* RECORDS SUPPLIED *
PR #66, opened 2018-08-28
NO JIRA. Amended POST API.

janvanmansum:
The previous version was a bit of a hack, as it documented a part-header at the level where for the rest http-message headers are documented. This is not necessary at all. The Swagger documentation [gives clear guidance on how to document multipart/form-data](https://swagger.io/docs/specification/describing-request-body/file-upload/).

Also, some functionality was specified that I disagree with, like unzipping ZIP-files in a multipart/form-data request and looking at the extension of a file name to determine whether a file is a ZIP. I strongly suggest we try to keep close to standards, best practices and in general using things the way they were intended.

#### When applied it will
* Amend the specs for POST-ing to directories

`api.yml`

### DIFF
--- a/docs/api/api.yml
+++ b/docs/api/api.yml
@@ -1,10 +1,10 @@
 openapi: 3.0.1
 
 servers:
-- description: Debug environment
-  url: http://localhost:20190/
-- description: Local Vagrant machine
-  url: http://test.dans.knaw.nl
+  - description: Debug environment
+    url: http://localhost:20190/
+  - description: Local Vagrant machine
+    url: http://test.dans.knaw.nl
 info:
   description: Public interface for depositing datasets in EASY.
   version: 1.0.0
@@ -109,7 +109,7 @@ paths:
         500:
           $ref: "#/components/responses/InternalServerError"
       security:
-      - BearerAuth: []
+        - BearerAuth: []
 
   /deposit:
     get:
@@ -267,7 +267,7 @@ paths:
         500:
           $ref: "#/components/responses/InternalServerError"
       security:
-      - BearerAuth: []
+        - BearerAuth: []
 
   /deposit/{id}/state:
     get:
@@ -368,12 +368,12 @@ paths:
                 items:
                   $ref: "#/components/schemas/FileInfo"
                 example:
-                - filename: myfile.txt
-                  dirpath: path/to/parent/dir
-                  sha1sum: ab3aa0555f31a8d7809fae4b03a95195edb01f5c
-                - filename: myfile2.txt
-                  dirpath: path/to/parent/dir
-                  sha1sum: ab3aa0555f31a8d7809fae4b03a95195edb01f5d
+                  - filename: myfile.txt
+                    dirpath: path/to/parent/dir
+                    sha1sum: ab3aa0555f31a8d7809fae4b03a95195edb01f5c
+                  - filename: myfile2.txt
+                    dirpath: path/to/parent/dir
+                    sha1sum: ab3aa0555f31a8d7809fae4b03a95195edb01f5d
 
         401:
           $ref: "#/components/responses/Unauthorized"
@@ -386,7 +386,7 @@ paths:
     post:
       tags:
       - directory
-      summary: Adds one or more files or a subdirectory.
+      summary: Adds one or more files.
       description: |
         Depending on the `Content-Type` header one or multiple files can be sent. The files will
         be added in the directory pointed to by `dir_path`.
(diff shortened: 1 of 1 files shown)


docs/api/api.yml
```diff
@@ -386,29 +386,32 @@ paths:
     post:
       tags:
       - directory
-      summary: Adds a file or a subdirectory.
+      summary: Adds one or more files.
```
lindareijnhoudt: so how would you add a subdirectory, without a specific file?

docs/api/api.yml
```diff
@@ -386,29 +386,32 @@ paths:
...
+        The `Content-Type` must always be `multipart/form-data`, which means the body is formatted using the
+        [multipart media type](https://tools.ietf.org/html/rfc2046.html#section-5.1); each part contains one file.
+        The header area of each part specifies the file name using a `Content-Disposition` header.
+
+        If the body contains only one part and that part has `Content-Type: application/zip`, then the body
+        is a file in ZIP format. This ZIP file can contain a directory hierarchy. The ZIP file will be
+        unzipped in `dir_path`. For each file in the ZIP file, the path in the deposit will be `dir_path`/`path_in_zip`.
+
+        In all other cases the files are all stored in the directory pointed to by `dir_path` and it is not
+        allowed to include any files with `Content-Type: application/zip`. If multiple ZIP Note, that this means that only a flat
```
lindareijnhoudt: not a sentence ...

docs/api/api.yml
```diff
@@ -386,29 +386,32 @@ paths:
...
             schema:
-              type: string
-              format: binary
+              type: array
+              items:
+                type: string
+                format: binary
       responses:
         201:
           description: file or subdirectory added
```
lindareijnhoudt: the 'adding a subdirectory' was dropped from the description. is that still possible?

docs/api/api.yml
```diff
@@ -386,29 +386,32 @@ paths:
...
       - directory
-      summary: Adds a file or a subdirectory.
+      summary: Adds one or more files.
       description: |
-        Sub request of a request with `Content-Type` value `multipart/form-data`.
-        By default the files listed in the body of the main request are saved in `dir_path` under the file name provided
-        in the `Content-Disposition` header. However, if a file has the extension ZIP, it
-        is extracted in `dir_path` and `Content-Disposition` is ignored (and may be left out).
-        If `dir_path`, or any of its parents do not exist yet, they are first created.
+        The `Content-Type` must always be `multipart/form-data`, which means the body is formatted using the
```
jo-pol: What type of response code do you want for other content types? #63 is causing 'not-implemented'

janvanmansum: The proper response is 406 Not acceptable. "The requested resource is capable of generating only content not acceptable according to the Accept headers sent in the request." See [the wikipedia page on http status codes](https://en.wikipedia.org/wiki/List_of_HTTP_status_codes#4xx_Client_errors).

docs/api/api.yml
janvanmansum: There is no way to just create a subdirectory, except by sending a ZIP file that contains one empty directory.

docs/api/api.yml
janvanmansum: I think 400 Bad request is the best option here.

docs/api/api.yml
janvanmansum: 👍

jo-pol (approved):

docs/api/api.yml
```diff
@@ -386,38 +386,45 @@ paths:
...
+        [multipart media type](https://tools.ietf.org/html/rfc2046.html#section-5.1); each part contains one file.
+        The header area of each part specifies the file name using a `Content-Disposition` header.
+
+        If the body contains only one part and that part has `Content-Type: application/zip`, then the body
+        is a file in ZIP format. This ZIP file can contain a directory hierarchy. The ZIP file will be
+        unzipped in `dir_path`. For each file in the ZIP file, the path in the deposit will be `dir_path`/`path_in_zip`.
```
jo-pol: What to do if the n-th file appears to be a ZIP? As the list of files is provided via an iterator, it is not logical to examine them all before processing them.

docs/api/api.yml
jo-pol: Seeing https://github.com/scalatra/scalatra/blob/2a038af00bea06e1bc97e328be92ad9ec7ccf3b5/core/src/main/scala/org/scalatra/servlet/FileUploadSupport.scala#L101

I guess this should be: `Content-Type` must always start with `multipart/`

jo-pol (changes requested):

docs/api/api.yml
janvanmansum: I think is must be `multipart/form-data` specifically. There are other types of `multipart`, see https://tools.ietf.org/html/rfc2046.html#section-5.1. I am not sure if we can or need to handle those as well. I specified it so that only `multipart/form-data` is supported, but if you find something in the document I mentioned above that makes you think we should support more than that, let me know.

docs/api/api.yml
janvanmansum: The way it is specified now, the operation must then fail.

lindareijnhoudt: should the files that were uploaded so far be deleted, or should all files be uploaded, except for the erroneous zipfile?

janvanmansum: So no second thought then ;)

PR #67, opened 2018-09-05
EASY-1681: Return single FileInfo object for GET on specific file

vesaakerman:
Fixes EASY-1681

#### When applied it will
* return information about a file when the path in GET /deposit/{id}/file/{path} points to a file

### DIFF
--- a/src/main/scala/nl.knaw.dans.easy.deposit/DataFiles.scala
+++ b/src/main/scala/nl.knaw.dans.easy.deposit/DataFiles.scala
@@ -34,6 +34,28 @@ import scala.util.{ Failure, Success, Try }
  */
 case class DataFiles(bag: DansBag) extends DebugEnhancedLogging {
 
+  val dataDir = bag.baseDir / "data"
+
+  /**
+   * Returns 'true' if the path points to a directory.
+   *
+   * @param path a relative path.
+   * @return 'true' if directory, else 'false'
+   */
+  def isDirectory(path: Path): Boolean = {
+    dataDir / path.toString isDirectory
+  }
+
+  /**
+   * Returns contents of a file.
+   *
+   * @param path a relative path to a data file.
+   * @return contents of the file
+   */
+  def fileContents(path: Path): Try[String] = Try {
+    dataDir / path.toString contentAsString
+  }
+
   /**
    * Lists information about the files the directory `path` and its subdirectories.
    * A previous crash during a recursive delete process (deleting a directory),
@@ -44,7 +66,7 @@ case class DataFiles(bag: DansBag) extends DebugEnhancedLogging {
    * @return a list of [[FileInfo]] objects
    */
   def list(path: Path = Paths.get("")): Try[Seq[FileInfo]] = {
-    val parentPath = bag.baseDir / "data" / path.toString
+    val parentPath = dataDir / path.toString
     val manifestMap = bag.payloadManifests
 
     def convert(items: Map[File, String]) = {
--- a/src/main/scala/nl.knaw.dans.easy.deposit/DataFiles.scala
+++ b/src/main/scala/nl.knaw.dans.easy.deposit/DataFiles.scala
@@ -92,10 +92,11 @@ case class DataFiles(bag: DansBag) extends DebugEnhancedLogging {
    */
   def fileInfo(path: Path = Paths.get("")): Try[FileInfo] = {
     val manifestMap = bag.payloadManifests
+    val manifests = manifestMap.get(SHA1).orElse(manifestMap.values.headOption)
     val absolutePath = dataDir / path.toString
-    val fileExists = manifestMap.get(SHA1).orElse(manifestMap.values.headOption).get.contains(absolutePath)
+    val fileExists = manifests.get.contains(absolutePath)
     if (fileExists) {
-      val checksum = manifestMap.get(SHA1).orElse(manifestMap.values.headOption) get absolutePath
+      val checksum = manifests get absolutePath
       Success(FileInfo(path.getFileName.toString, bag.data.relativize(absolutePath), checksum))
     }
     else {
--- a/src/main/scala/nl.knaw.dans.easy.deposit/DataFiles.scala
+++ b/src/main/scala/nl.knaw.dans.easy.deposit/DataFiles.scala
@@ -25,6 +25,7 @@ import nl.knaw.dans.lib.logging.DebugEnhancedLogging
 
 import scala.util.{ Failure, Success, Try }
 import scala.language.postfixOps
+
 /**
  * Represents the data files of a deposit. The data files are the content files that the user uploads,
  * i.e. the files that are the actual target of preservation. The dataset metadata is ''not'' included
@@ -81,6 +82,25 @@ case class DataFiles(bag: DansBag) extends DebugEnhancedLogging {
       .orElse(manifestMap.values.headOption)
       .map(items => Success(convert(items)))
       .getOrElse(Failure(new Exception(s"no algorithm for ${ bag.baseDir }")))
+  }
+
+  /**
+   * Lists information about a file.
+   *
+   * @param path a relative path into a data files.
+   * @return a [[FileInfo]] object
+   */
+  def fileInfo(path: Path = Paths.get("")): Try[FileInfo] = {
+    val manifestMap = bag.payloadManifests
+    val absolutePath = dataDir / path.toString
+    val fileExists = manifestMap.get(SHA1).orElse(manifestMap.values.headOption).get.contains(absolutePath)
+    if (fileExists) {
+      val checksum = manifestMap.get(SHA1).orElse(manifestMap.values.headOption) get absolutePath
+      Success(FileInfo(path.getFileName.toString, bag.data.relativize(dataDir / path.toString), checksum))
+    }
+    else {
+      Failure((new NoSuchFileException(s"file ${path.getFileName}")))
+    }
   }
 
   private def toFileInfo(file: File, checksum: String): FileInfo = {
--- a/src/main/scala/nl.knaw.dans.easy.deposit/DataFiles.scala
+++ b/src/main/scala/nl.knaw.dans.easy.deposit/DataFiles.scala
@@ -23,8 +23,8 @@ import nl.knaw.dans.bag.ChecksumAlgorithm.SHA1
 import nl.knaw.dans.bag.DansBag
 import nl.knaw.dans.lib.logging.DebugEnhancedLogging
 
-import scala.util.{ Failure, Success, Try }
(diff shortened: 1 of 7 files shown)


src/main/scala/nl.knaw.dans.easy.deposit/DataFiles.scala
```diff
@@ -61,6 +84,25 @@ case class DataFiles(bag: DansBag) extends DebugEnhancedLogging {
...
+   *
+   * @param path a relative path into a data files.
+   * @return a [[FileInfo]] object
+   */
+  def fileInfo(path: Path = Paths.get("")): Try[FileInfo] = {
+    val manifestMap = bag.payloadManifests
+    val absolutePath = dataDir / path.toString
+    val fileExists = manifestMap.get(SHA1).orElse(manifestMap.values.headOption).get.contains(absolutePath)
+    if (fileExists) {
+      val checksum = manifestMap.get(SHA1).orElse(manifestMap.values.headOption) get absolutePath
```
janvanmansum: Questions:
* What will happen if there is no payload manifest at all?
* What are the invariants that we can count on?
* What do you report if an invariant is violated? 
* Would it make sense to check the file system to see if the file actually exists? What would you report if the file then exists on disk, but there is no manifest entry for it?

Comments:
* Lines 96 and 98 duplicate quite a lot.
* I see a lot of overlap with `fileInfoSeq`.

src/main/scala/nl.knaw.dans.easy.deposit/EasyDepositApiApp.scala
```diff
@@ -191,22 +195,21 @@ class EasyDepositApiApp(configuration: Configuration) extends DebugEnhancedLoggi
...
    */
   def writeDataMetadataToDeposit(dm: DatasetMetadata, user: String, id: UUID): Try[Unit] = for {
-    deposit <- DepositDir.get(draftsDir, user, id)
+    deposit <- getDeposit(user, id)
     _ <- deposit.writeDatasetMetadataJson(dm)
   } yield ()
 
   /**
-   * Returns the list of [[FileInfo]] objects for the dataset files in this deposit.
+   * Returns dataset files of the deposit
```
janvanmansum: Why did you change the description?

src/main/scala/nl.knaw.dans.easy.deposit/servlets/DepositServlet.scala
```diff
@@ -119,8 +118,10 @@ class DepositServlet(app: EasyDepositApiApp)
     (for {
       uuid <- getUUID
       path <- getPath
-      depositFiles <- app.getDepositFiles(user.id, uuid, path)
-    } yield Ok(body = toJson(depositFiles))
+      dataFiles <- app.getDataFiles(user.id, uuid)
```
janvanmansum: This type of logic (deciding between directory? or single file?) should really be handled in the application object.

src/main/scala/nl.knaw.dans.easy.deposit/DataFiles.scala
```diff
@@ -43,8 +66,8 @@ case class DataFiles(bag: DansBag) extends DebugEnhancedLogging {
    * @param path a relative path into data files directory of the bag.
    * @return a list of [[FileInfo]] objects
    */
-  def list(path: Path = Paths.get("")): Try[Seq[FileInfo]] = {
-    val parentPath = bag.baseDir / "data" / path.toString
+  def fileInfoSeq(path: Path = Paths.get("")): Try[Seq[FileInfo]] = {
```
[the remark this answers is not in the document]
vesaakerman: By a request from @jo-pol , to show that the two methods (fileInfo and fileInfoSeq) are closely related.  I agree with Joke.

src/main/scala/nl.knaw.dans.easy.deposit/DataFiles.scala
```diff
@@ -34,6 +35,28 @@ import scala.util.{ Failure, Success, Try }
...
+   * Returns 'true' if the path points to a directory.
+   *
+   * @param path a relative path.
+   * @return 'true' if directory, else 'false'
+   */
+  def isDirectory(path: Path): Boolean = {
+    dataDir / path.toString isDirectory
+  }
+
+  /**
```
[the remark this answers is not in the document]
vesaakerman: It is used...

src/main/scala/nl.knaw.dans.easy.deposit/DataFiles.scala
```diff
@@ -34,6 +35,28 @@ import scala.util.{ Failure, Success, Try }
  */
 case class DataFiles(bag: DansBag) extends DebugEnhancedLogging {
 
+  val dataDir = bag.baseDir / "data"
```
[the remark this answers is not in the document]
vesaakerman: Right, I've made it private now.

src/main/scala/nl.knaw.dans.easy.deposit/EasyDepositApiApp.scala
vesaakerman: Because the method didn't return anymore [FileInfo] objects, but deposit data files.

src/main/scala/nl.knaw.dans.easy.deposit/servlets/DepositServlet.scala
vesaakerman: I have now moved the distinction between directories and files into `EasyDepositApiApp`

src/main/scala/nl.knaw.dans.easy.deposit/DataFiles.scala
vesaakerman: In my understanding the bag is already validated. It is possible still to check whether `manifestMap` is `null`, and if it is so, to throw an exception, and take this exception in account in `DepositServlet`.  But I am wondering if that is a bit overkill, if the deposit indeed has already been validated?  The same applies to the question whether we would check if the  file exists in the filesystem, even if it is absent in the manifest file.

vesaakerman: The lines 96 and 98 were indeed very similar, thus I modified the code a bit

jo-pol:
I now see @janvanmansum asked for this change. https://github.com/DANS-KNAW/easy-deposit-api/pull/67#discussion_r216232451

The problem I tried to point out, according to the swagger spec the response body should be constructed with a `Seq[FileInfo].toJson` in case of a directory and a `FileInfo.toJson` in case of a file. So either the spec should change or we do need to call different methods from the app class. 

@lindareijnhoudt I don't know whether or how this is already implemented in the UI.

jo-pol:
Pleas next time trim your post when replying via email, or adjust the recipient.
I now see you are returning and object, did not expect that.

src/main/scala/nl.knaw.dans.easy.deposit/DataFiles.scala
```diff
@@ -34,6 +35,28 @@ import scala.util.{ Failure, Success, Try }
  */
 case class DataFiles(bag: DansBag) extends DebugEnhancedLogging {
 
+  private val dataDir = bag.baseDir / "data"
```
jo-pol: This is the same as `bag.data`. I prefer the latter. so drop this one.

src/main/scala/nl.knaw.dans.easy.deposit/servlets/DepositServlet.scala
```diff
@@ -119,8 +118,9 @@ class DepositServlet(app: EasyDepositApiApp)
...
+      contents <- if (dataFiles.isDirectory(path)) dataFiles.list(path) else dataFiles.fileInfo(path)
```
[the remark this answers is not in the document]
janvanmansum: @vesaakerman @jo-pol : I'd personally prefer just `list` and `get`. This short style was there from the beginning. Methods should normally have a name that is or starts with a verb.

src/main/scala/nl.knaw.dans.easy.deposit/DataFiles.scala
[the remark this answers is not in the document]
janvanmansum: I found the comment with @jo-pol 's request. I disagree. I think we should try to keep the style uniform and also adhere to standard conventions in naming methods.

src/main/scala/nl.knaw.dans.easy.deposit/DataFiles.scala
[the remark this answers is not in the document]
janvanmansum: I am referring to `fileContents` (which should by the way be called `getFileContents`). Where is it used, my IntelliJ can't locate the caller.

src/main/scala/nl.knaw.dans.easy.deposit/servlets/DepositServlet.scala
janvanmansum: @vesaakerman @jo-pol OK, that looks better. `getDataFiles` can now be made private by the way. It is however a pity that the return type of getFileInfo is now `Try[Object]`.  Here it *would* make sense to have sepate `listFileInfos` and `getFileInfo` methods.

src/main/scala/nl.knaw.dans.easy.deposit/DataFiles.scala
janvanmansum: @vesaakerman @jo-pol It is not a big deal to me, but there seems little value in this field. Any arguments in favor or contra (apart from preferences)?

jo-pol: The field used to be valuable before the new bag-lib was used. Now that we also have `bag.data` it is confusing to use both. Only by this review I saw I should have cleaned it up when introducing the bag-lib.

src/test/scala/nl.knaw.dans.easy.deposit/servlets/IntegrationSpec.scala
```diff
@@ -117,6 +115,31 @@ class IntegrationSpec extends TestSupportFixture with ServletFixture with Scalat
...
+
+    // get the file information
+    expectsUserFooBar
+    get(uri = s"/deposit/$uuid/file/path", headers = Seq(basicAuthentication)) {
+      status shouldBe OK_200
+      body shouldBe """[{"fileName":"text.txt","dirPath":"path/to","sha1sum":"c5b8de8cc3587aef4e118a481115391033621e06"}]"""
+    }
+  }
+
+  "scenario: POST /deposit; GET /deposit/:uuid/file/path/to/text.txt" should "return information of the file" in {
```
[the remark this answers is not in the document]
vesaakerman: I have reworded the comments;  I put the 'twice' in the right place, and also changed the text what the test should return.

* WORK INSTRUCTIONS *
Write out each line of the data that holds the string "Vagrant".

* RESPONSE FOR THIS EXERCISE *
-- description: Local Vagrant machine
+  - description: Local Vagrant machine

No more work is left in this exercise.